If you don’t have many assets, and you’re used to the environment of living on the edge, then self-control really doesn’t offer that many benefits — as Janis Joplin sang “freedom’s just another word for nothing left to lose” — you might as well give in to your whims because not giving into them doesn’t really pay off based on your experience (instead of Joplin, the researchers quote Bob Dylan, ” When you ain’t got nothin’, you got nothin’ to lose.”)

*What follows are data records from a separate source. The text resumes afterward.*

PR #9594, opened 2024-02-11
Statusline indicator showing how many lines across all selections

mandx:
This indicator shows how many lines total are used by all selections in the current view.
* One or more selections on the same line only counts that line once
* A single cursor counts that line as well
* A selection that spans several lines will count all those lines as well.

Notes:
* The idea is, after making selections, if we run the `extend_to_line_bounds` command, how many lines do we get? That's the count I would like shown here.
* Maybe a zero width selection shouldn't be counted?
* Current implementation uses `HashSet`, maybe there's a better implementation that can use ranges only?

### DIFF
--- a/book/src/configuration.md
+++ b/book/src/configuration.md
@@ -121,6 +121,7 @@ The following statusline elements can be configured:
 | `workspace-diagnostics` | The number of warnings and/or errors on workspace |
 | `selections` | The number of active selections |
 | `primary-selection-length` | The number of characters currently in primary selection |
+| `selections-line-count` | Number of lines across all selections |
 | `position` | The cursor position |
 | `position-percentage` | The cursor position as a percentage of the total number of lines |
 | `separator` | The string defined in `editor.statusline.separator` (defaults to `"│"`) |
--- a/helix-term/src/ui/statusline.rs
+++ b/helix-term/src/ui/statusline.rs
@@ -145,6 +145,7 @@ fn get_render_function<'a>(
         helix_view::editor::StatusLineElement::Diagnostics => render_diagnostics,
         helix_view::editor::StatusLineElement::WorkspaceDiagnostics => render_workspace_diagnostics,
         helix_view::editor::StatusLineElement::Selections => render_selections,
+        helix_view::editor::StatusLineElement::SelectionsLineCount => render_selections_line_count,
         helix_view::editor::StatusLineElement::PrimarySelectionLength => {
             render_primary_selection_length
         }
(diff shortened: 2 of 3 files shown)


pascalkuthe:
this feels pretty niche to be honest. I think this can be deferred to a plugin.

mandx:
Maybe others would use this differently; my most frequently case for this is:

* Open a new, blank buffer
* Paste some big text dump (usually JSON which in that case I would `:format` first)
* Select the whole buffer (`%`)
* Select pattern (hit `s` then type the pattern)
* Glance at the statusline to see how many _lines_ (not selections) match the pattern

There are workarounds of course:
* Select all; then select pattern, then hit `x` to extend selections to line boundaries; this will show how many lines are selected with the current `selections` statusline indicator.
  * This has the downside of discarding the original selections; to get them back I would have to start over the pattern selection again.
* Select all, then `:pipe` it to some command like `grep -i 'some-pattern' | wc -l`
  * The downside here is that the entire contents of the buffer is lost and replaced with just the line count; so if I want the original selections that match the pattern I have to `u`ndo then start over the pattern selection again.
* Pipe the file to the same `grep | wl` command in a separate shell
  * Besides having to shell-switch back and forth; this requires the file to be saved to disk first to work properly.

> I think this can be deferred to a plugin.

Probably, although, as I understand it, there's no telling when the plugin system will land (which it's preferable IMO, better done right than rushed) and it's not clear (to me at least) if the plugin system will allow modifications like this.

pascalkuthe:
> Select all; then select pattern, then hit x to extend selections to line boundaries; this will show how many lines are selected with the current selections statusline indicator

I don't see why you would care how many lines as opposed to selections match. I can't think of a usecase for that.

> This has the downside of discarding the original selections; to get them back I would have to start over the pattern selection again.

`s<ret>` will instantly restore the old selections if you previously created it with `s`. There is also some work on a selection history so you could undo the selection change which would cover cases like yhsi more generally. 

So your usecase is covered by doing three extra keypresses `xs<ret>`. I don't think it's worth adding an extra statuskine component for that to core.

> Probably, although, as I understand it, there's no telling when the plugin system will land (which it's preferable IMO, better done right than rushed) and it's not clear (to me at least) if the plugin system will allow modifications like this.

We are actively working towards the plugin system. It's not something hypothetical. And yes writing custom statusline components will be possible. 

I am going to close this since I don't think this is something that we will include in core. You can either use the workaround I described or keep this in your personal branch. Thank you for contributing!

Issue #6640, opened 2023-04-07
Add narrow no-break space to `editor.whitespace`


Iorvethe:
On the bépo keyboard layout, the narrow no-break space [1] is very easy to inadvertently type and having it as highlighted would be very helpful to avoid hard-to-track compile errors.

[1] https://symbl.cc/en/202F/

archseer:
Is this is the same character as `&nbsp` in HTML?

Iorvethe:
I believe it’s a different character, namely the `&nnbsp;` one.

quentin-bettoum:
I would also like to have it highlighted. I will attempt a PR.

PR #9604, opened 2024-02-11
Add narrow no-break space support

quentin-bettoum:
The goal of this PR is to support the rendering of narrow no-break spaces as asked in #6640.

Note that I'm not proficient in Rust, but since it looked simple, I gave it a try by looking at what have been done for regular `nbsp`.

The tests passes and the feature works using `cargo run`.

I don't know what's better between having a dedicated `editor.whitespace.render` option for `nnbsp` or including it in the existing `nbsp` parameter.

Currently, the new config parameters would look like this:
```toml
[editor.whitespace.render]
space = "all"
nbsp = "all"
nnbsp = "all"
tab = "all"
newline = "none"

[editor.whitespace.characters]
space = "·"
nbsp = "⍽"
nnbsp = "␣"
tab = "→"
newline = "⏎"
tabpad = "·"

```

### DIFF
--- a/helix-core/src/chars.rs
+++ b/helix-core/src/chars.rs
@@ -45,8 +45,8 @@ pub fn char_is_whitespace(ch: char) -> bool {
         '\u{0009}' | // Character Tabulation
         '\u{0020}' | // Space
         '\u{00A0}' | // No-break Space
-        '\u{202F}' | // Narrow No-break Space
         '\u{180E}' | // Mongolian Vowel Separator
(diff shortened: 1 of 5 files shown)


helix-core/src/chars.rs
the-mikedavis, line 1: Looks like this change is unrelated - could you reset this?

the-mikedavis (approved):

archseer (approved):

PR #9613, opened 2024-02-12
Add change_directory command

godalming123:
Adds a command to change the working directory to the selected text. This would make it easier to (for example) embed a file-manager in helix (https://github.com/helix-editor/helix/discussions/9607) with the following code:
```toml
[keys.normal]
C-f = [":new", ":insert-output pwd; ls -F1", ":goto 2"]
# Mode for the file picker, TODO activate when the user presses control-f in normal mode
# 3 roadblocks:
# - activate modes from keymaps
# - if statements so that their can be 1 key to open the directory *or* the file (out of scope for the config file maybe)
# - using the escape key in custom modes
[keys.normal."_"]
esc = [":buffer-close!"]
f = ["extend_to_line_bounds", "goto_file", ":buffer-previous", ":buffer-close!"]
h = [":change-current-directory ../", "select_all", "delete_selection", ":insert-output pwd; ls -F1 --indicator-style=none", ":goto 2"]
d = ["extend_to_line_bounds", "change_directory", "select_all", "delete_selection", ":insert-output pwd; ls -F1", ":goto 2"] # Changes the current working directory to the directory under the cursor
j = "move_line_down"
k = "move_line_up"
```
**Note** that this PR only has the code, documentation still needs to be written

I plan to add a command to change the current mode in a subsequent PR so that pressing control-f could automatically open the `normal."_"` mode, and from that mode when a key is pressed the mode does not have to exit because it can change the mode to itself againt (tommorow maybe)

### DIFF
--- a/helix-term/src/commands.rs
+++ b/helix-term/src/commands.rs
@@ -5,6 +5,7 @@ pub(crate) mod typed;
 pub use dap::*;
 use helix_vcs::Hunk;
 pub use lsp::*;
+use std::fs;
 use tui::widgets::Row;
 pub use typed::*;
 
@@ -225,6 +226,7 @@ impl MappableCommand {
 
     #[rustfmt::skip]
     static_commands!(
+        change_directory, "Change the working directory to the directory in the selection",
         no_op, "Do nothing",
         move_char_left, "Move left",
         move_char_right, "Move right",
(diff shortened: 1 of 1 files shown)


kirawi:
If I'm understanding this correctly, you would be able to achieve this with https://github.com/helix-editor/helix/pull/4709 using existing commands.

the-mikedavis (changes requested):
This seems like a hack around not having macro keybindings #1383 - you would use `:cd <C-r>"<ret>` instead. We don't generally accept 'bandaid' fixes around missing features and I don't see this command being useful once macro keybindings or scripting is possible: you would use `:cd` and registers interactively (i.e. outside of keybindings).

godalming123:
See https://github.com/helix-editor/helix/discussions/9607#discussioncomment-8452490

PR #9633, opened 2024-02-15
improve handling of different URI schemes over LSP

soqb:
## Objective

[`url::Url::to_file_path`](https://docs.rs/url/latest/url/struct.Url.html#method.to_file_path) does not check which scheme the URI adheres to, meaning currently when a language server sends us a URI containing an unrecognized scheme, we blindly treat it as if it were a file path, leading to strange results.

This was causing issues for me using [csharp-ls](https://github.com/razzmatazz/csharp-language-server) since when it resolves definitions over assembly boundaries, it will return a `csharp:/metadata/foo/bar/Baz.cs` URI, which a willing client can use to get readonly, decompiled definition info. In the current version, helix opens a blank buffer at `/metadata/foo/bar/Baz.cs`.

On the other hand, if you have some economic (or, I’d suggest, non-economic assets, too) assets, and you’ve experienced the benefits of them, you want to work to keep them.
Excerpt from the study
POVERTY AND SELF-CONTROL
B. Douglas Bernheim
Stanford University and NBER
Debraj Ray
New York University
Sevin Yeltekin
Carnegie Mellon University April 2012
“When you ain’t got nothin’, you got nothin’ to lose.” Bob Dylan
"The absence of self-control is often cited as an important contributory cause of persistent poverty, particularly (but not exclusively) in developing countries. Re- cent research indicates that the poor not only borrow at high rates,1 but also forego profitable small investments.2 To be sure, traditional theory — based on high rates of discount and minimum subsistence needs — can take us part of the way to an explanation. But it cannot provide a full explanation, for the simple reason that
the poor exhibit a documented desire for commitment.3 The fact that individuals are often willing to pay for commitment devices such as illiquid deposit accounts or ROSCA participation suggests that time inconsistency and imperfect self-control are important explanations for low saving and high borrowing, complementary to those based on impatience, minimum subsistence or a failure of aspirations.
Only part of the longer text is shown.